Conjecture intensified over the direction of government’s control and its alleged meddling in the affairs of the listed company after the then Communications Minister Dina Pule, through a changed proxy vote, rejected the reappointment of four directors, including Sibusiso Luthuli, who was meant to serve as chairperson while a replacement for Lazarus Zim was sought.
Mabuza had assumed the role of chairperson a month later.
This had followed on the heels of Cabinet’s rejection of South Korean firm KT Corp’s offer to buy a 20% stake in the South African group last year and giving Pule three months to table a new turnaround plan for Telkom.
Recommendations on possible options for Telkom from the Department of Communications (DoC), which were intended to be tabled by the end of last year after undergoing Cabinet scrutiny, had never emerged.
Industry analysts previously told Engineering News Online that the flood of exits earlier this year by the JSE-listed group’s directors and former CEO Nombulelo Moholi indicated a clash between Telkom management and its largest shareholder on the direction needed to fulfil its mandate.
Government directly owns 39.8% of Telkom, with the State-controlled PIC holding 10.9%.
The DoC had defended its decisions, saying that it aimed to enhance and protect Telkom’s share value, while balancing its '100% broadband by 2020' aims.
The differing views had added stumbling blocks and delayed Telkom’s ability to turn around its business, but with an improved board governance structure and the development of a cohesive and stable management team, Telkom was now back on track.
CEO Sipho Maseko on Friday said the group would be ready, by November, to “reveal what it can” about an emerging strategy, which was 60% to 70% complete, to bring the beleaguered group back onto the path of profitability.
He said he had been in the top position long enough to "see a picture emerging” of what the company would like, what the specific areas of concern were and what needed to be done to improve the group.
These included resetting the cost base, creating a new affinity with customers, ensuring a sustainable mobile business and mobilising its employees.
Maseko said that, in the six months since assuming the role of CEO in April, much had been done to align the interests of – and build trust between – Telkom, its employees and shareholders, and the 2013 AGM, held in Midrand on Friday, was a critical milestone.
To mobilise employees, the company tabled the implementation of a share scheme incentive to all qualifying Telkom employees, which would reward employees for contributing to the success of the turnaround strategy of the company, enhancing stakeholder value and ensuring sustained performance improvement.
The share scheme aimed to align the interests of employees with those of shareholders.

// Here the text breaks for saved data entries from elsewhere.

PR #796, opened 2016-10-09
Allow sysops to delete big pages on applewikiwiki for T791

LegoFan4000:


NDKilla:
The bigdelete limit is set because of technical limitations. I'm actually not sure that non-technical staff should ever have the ability to delete big pages. Instead, maybe (if the servers can handle it) that maybe the bigdelete limit should be raised on that wiki instead.

JohnFLewis:
If a page exceed this limit, then there is a chance it can cause unecessary load, memory exhaustion and so on. It's reserved an split off for a reason.

PR #797, opened 2016-10-09
Enable Google Analytics on amaninfowiki for T860

LegoFan4000:


Reception123:
google Analytics does not respect privacy therefore it has been decided that it will not be used on Miraheze (at least for the time being).

PR #799, opened 2016-10-09
Reenable MediaWikiChat on extloadwiki

LegoFan4000:


Reception123:
Please remove my message next to it in that case and also I will wait for @NDKilla as I'm not sure if the directories were successfully copied.

JohnFLewis:
@Reception123 I don't get what we're waiting for here. There are no directories for this extension.

Reception123:
There were the SQL files, but I guess @NDKilla did merge them so I'll go ahead and merge this as it's only extloadwiki in any case.

Reception123:
@JohnFLewis Apparently, the database changes weren't made per #809

LegoFan4000:
Maybe run Update.php

Reception123:
@LegoFan4000 We do not run update.php except while doing a MediaWiki update or in extreme cases.

JohnFLewis:
The daabase tables definitely exist. The issue is the LC cache wasn't rebuilt.

LegoFan4000:
How can we fix that.

Reception123:
I have already fixed it by changing the extension configuration back to require_once. It has been now been enabled.

PR #801, opened 2016-10-09
Add articlefeedbackv5

LegoFan4000:


Reception123:
This needs to be added to the Mediawiki repo, no use to just add it here if it's not actually installed. And the tabbing is wrong.

PR #811, opened 2016-10-10
add ArticleRatings for T848

ImBoPhil:

PR #812, opened 2016-10-10
Revert "add ArticleRatings for T848"

LegoFan4000:
Reverts miraheze/mw-config#811


Reception123:
There is no need for this as extloadwiki is used for testing and it is fine for it to be down for a while. If it is not done in >30 then of course I will revert but it can be left like this for now.

PR #813, opened 2016-10-10
fix error with ArticleRatings

LegoFan4000:


Reception123:
This is not the error! The error is the branch.

PR #818, opened 2016-10-11
Revert "add ArticleRatings for T848"

LegoFan4000:
Reverts miraheze/mw-config#811


Reception123:
@LegoFan4000 Please stop creating useless PRs for reverting all the files. I will disable it on extloadwiki now for the time being but there is no need to completely remove it.

PR #823, opened 2016-10-12
change Logo + Favicon (imperiuswiki) T874

ImBoPhil:


ImBoPhil:
fixed. As someone had previously added it in non-alphabetical order I did not notice it, will be more careful next time

Reception123:
Indeed, it should have been in alphabetical order.

NDKilla-public:
@ImBoPhil @Reception123 No problem, and kind of my bad. If you look back at the commit history it used to be in alphabetical order, because it used to be "blackmyth" or something. When the database was renamed, I replaced all instances of the old db name with the new one, without alphebatizing it. Any reference to this wiki is probably not abc'd, but feel free to fix it

PR #828, opened 2016-10-13
Add SQL files for ArticleRatings for T848

ImBoPhil:


ImBoPhil:
I assume they need to be ran on every wiki using sql.php again

JohnFLewis:
Yep, they do.

PR #1042, opened 2016-12-02
Disable SMW version of maps

LegoFan4000:
Per instructions in https://github.com/JeroenDeDauw/Maps/issues/286


JohnFLewis:
ive already acknowledged this change.

PR #1054, opened 2016-12-07
Update LocalSettings.php

1-2-1-2-3-Miraheze:


Reception123:
There is already a PR for this ( #1024 ) but the extension itself isn't installed. As this seems to be a priority for you I will go ahead and install it now.

PR #1057, opened 2016-12-07
Update LocalSettings.php

1-2-1-2-3-Miraheze:

PR #1058, opened 2016-12-07
Userrights on wikicanadawiki

LegoFan4000:
Redoing #1057

### DIFF
--- a/LocalSettings.php
+++ b/LocalSettings.php
@@ -2717,9 +2717,10 @@ $wgConf->settings = array(
 			),
 		),
 		'+wikicanadawiki' => array(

The success of the Telkom’s turnaround journey was dependent on having the right resources to effect performance improvement.
Maseko added that the high approval percentages of the resolutions tabled at the AGM had revealed a stronger, more aligned relationship between the stakeholders. All the board of directors were elected with over 95% shareholder approval, and the remaining resolutions, which included the tabled employee scheme, had achieved over 80% in shareholder approvals.